In Tanzania’s Tarangire National Park, an elephant herd has recently been blessed with a unique duo – twin calves named “Elon Tusk” and “Emma.” Twins are an extremely rare phenomenon among African elephants, accounting for a mere one percent of births. Additionally, the mortality rate among elephant twins is high, because mothers must provide twice the milk and twice the attention to provide for both babies. In other words, elephant twins defy the odds when both survive into adulthood.

Elon Tusk and Emma’s mother, Eloise, may be the oldest elephant on record to give birth to twins. The 57-year-old matriarch of her herd, Eloise has years of expertise to contribute to the success of her calves than a younger cow might.

Researchers for Wildlife Conservation Society, who study the Tarangire area’s elephant population, are closely monitoring the 8-month-old twins’ development. Elon Tusk and Emma are healthy and successfully sharing their mother’s milk; the brother and sister have both nearly doubled in size from their 200 pound birth weights. Eloise’s young are enjoying being calves – one of their favorite activities is playing in the mud with their friends!

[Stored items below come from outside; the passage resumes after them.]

PR #333, opened 2023-06-09
Add RawDataContainer, SNPE eval and pass accept common dataloader, Migrate snpe examples to workflow jsons

jambayk:
## Describe your changes
This PR introduces a new data container called `RawDataContainer` where the data is saved in directory as numpy binary files. 
See the doc for `RawDataset` for more details. 
SNPE quantization and evaluation converts the generic dataloader to snpe dataloader so they are not limited snpe data loaders anymore.

In the future, we can expand the dataset to support diferent types of data (.npy, .npz, pickle, etc), 

The snpe examples have been changed to workflow config jsons that use the raw data config. 
SNPE evaluation and quantization now accept generic dataloaders such as torch dataloader. They no longer require users to provide SNPE dataloaders.

### DIFF
--- a/olive/data/component/dataloader.py
+++ b/olive/data/component/dataloader.py
@@ -3,16 +3,9 @@
 # Licensed under the MIT License.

Due largely to poaching, African elephants rank among the world’s most endangered species. In Tanzania alone, over 85,000 elephants were poached between 2009 and 2014. During this five-year span, the country lost 60 percent of its wild elephant population. For this reason, national parks and organizations such as Wildlife Conservation Society are invaluable.

Fortunately for Elon Tusk and Emma, Tarangire is one of the safest parks in Tanzania for African elephants, protected by park rangers, scientists, and tourists alike. In fact, while the rest of Tanzania’s elephant population fell, Tarangire’s grew by over five percent. Dr. Charles Foley, who oversees the Wildlife Conservation Society’s Tarangire Elephant Project, likes the twins’ chances: “We have high hopes for their survival. Every elephant calf born is a step towards the recovery of the species, and twins are even better.”

As animal rights organizations race against the clock to save these gentle giants from extinction, uplifting stories such as this one give us hope that someday, the species will once again thrive.